- 1
- 2
- 3
- 4
- 5
- Next Page »
Ties That Bind
Email To A Friend
Please fill in the following information and we'll email this link.
Across Southeast Asia the impact of the 1997 crisis followed the degree of corruption in the banking systems of Indonesia, Thailand, Malaysia, Singapore and Hong Kong. The Indonesian case was extraordinary. By 1997 every Indonesian tycoon had his own financial institution, and most banks had more than half their loans made to businesses run by the controlling families, ignoring the legal maximum of 20 percent. Liem's Bank Central Asia, the biggest in the country, was owed 60 percent of its loan portfolio by other Liem companies.
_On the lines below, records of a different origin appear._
PR #457, opened 2020-02-06
✅(scripts) add argument to ci-test-route to set the max retries

madmatah:
## Purpose

The `ci-test-route`  script has  a hardcoded value  (5) for  the maximum number of retries to get the  expected response from the server before failing. 

This  number  is   too  low  for  the  `test-bootstrap-edxapp` test suite and  generates a lot  of false negative  in the CI.  

## Proposal

- Add a new argument  to the  script to  specify the  maximum number  of retries.

- Increase max_retry to 20 for `test-bootstrap-edxapp` tests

In the wake of the crisis, there was some banking consolidation. Indonesia now has 130 banks, compared with 240 in 1997. Many banks were nationalized. Unfortunately, corrupt governments have an even worse record of managing credit allocation than tycoon-controlled financial institutions. It was notable that the Indonesian billionaire named by Forbes as the country's richest individual in 2006—timber to real-estate tycoon Sukanto Tanoto, worth an estimated $2.8 billion—was listed by state bank Mandiri the same year as one of its six biggest delinquent borrowers.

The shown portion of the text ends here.